Depuis trois ans, le conseil de sécurité des Nations-Unies, connaissant cette date butoir, a négocié et obtenu du gouvernement rwandais, la suppression de la peine de mort, condition sine qua non pour que le Tpir envoie les génocidaires non encore jugés dans leur pays afin qu'ils répondent de leurs actes.

Mais nombreux parmi ces criminels de sang sont ceux qui sont plus que réticents à être renvoyés à Kigali, soupçonnant que le pouvoir va « s'arranger » pour qu'ils meurent d'une façon ou d'une autre, d'autant plus que le traitement « à l'onusienne » des condamnés est plus que confortable au regard de la misère dans laquelle baigne chaque jour le Rwandais moyen. Selon une information obtenue auprès d'Arusha il y a 2 ans, il semble qu'en plus des conditions humaines dans lesquelles les prisonniers condamnés par un tribunal onusien doivent être traités, ils bénéficient de 6 dollars américains comme per diem, soit au moins 180.000 Fbu par mois. Ce montant correspondait à peu près au salaire mensuel du chef d'Etat-major de l'armée burundaise avant la hausse vertigineuse des salaires des militaires et des policiers le 1er juillet 2006 qui s'élevait à 190.000 Fbu.

Parmi les nombreux pays qui abritent les génocidaires rwandais recherchés par le Tpir et qui sont au nombre de 16, figurent en tête la France et le Kenya.
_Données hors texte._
PR #6178, opened 2026-06-16
Warn on duplicate fragment references within a page

shkhan91:
A fragment URL can be referenced more than once on the same page (typically via accidental copy-paste during authoring). There is currently no feedback mechanism to alert the author or developer that a duplicate exists. Loading behavior must remain unchanged; the goal is purely observability — a console warning that surfaces the duplicate so it can be corrected.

Le cas de l'abbé Wenceslas Munyeshaka et de l'ancien préfet de Gikongoro, deux fois arrêtés et deux fois relâchés il y a quelques jours, se trouve encore dans toutes les mémoires. Quant au Kenya, dont le soutien aux génocidaires rwandais était manifeste sous la présidence de Daniel Arap Moi, son accointance avec ces criminels s'était légèrement assouplie après son départ du pouvoir. Rappelons que M.

Moi, non seulement avait accueilli à bras ouverts les génocidaires fugitifs dès 1994, mais aussi avait menacé d'emprisonnement d'éventuels enquêteurs qui seraient envoyés chez lui par le Tpir. Il a fallu que la Grande-Bretagne et surtout les Etats-Unis tapent du poing sur la table pour que Daniel Arap Moi revienne à la raison.

Aujourd'hui, c'est un des hommes les plus recherchés par le Tpir qui se cache quelque part au Kenya, Félicien Kabuga, beau-père de Juvénal Habyalimana, grand milliardaire très connu pour son argent ayant servi à installer et entretenir la Rtlm de bien triste mémoire. Dans un livre publié par le chercheur et l'historien Jean-Pierre Chrétien, après le génocide rwandais, Félicien Kabuga avait assumé fièrement les émissions de la sinistre radio avant le déclenchement du génocide : « sa mission consiste à dénoncer ces petits Tutsi imbus d'eux-mêmes. » Cependant, même si le Tpir ferme ses portes à la fin de l'année prochaine, les génocidaires réclamés par ce tribunal continueront à être recherchés, soit pour être jugés dans leur pays de refuge, soit pour être traduits devant la justice rwandaise.

Erratum. Dans notre édition de ce 30 septembre 2007, une erreur s'est malencontreusement glissée dans une de nos dépêches intitulée : « La loi organique du Cnc engage de plus belle la surenchère entre les professionnels des médias et le pouvoir ». La rédaction avait mentionné que « cette loi doit être une copie conforme à celle qui avait été invalidée par la cour 'suprême' » alors qu'elle voulait mentionner plutôt que cette loi avait été invalidée par la cour 'constitutionnelle'. La rédaction s'excuse auprès de son lectorat et aux milieux des hommes de droit.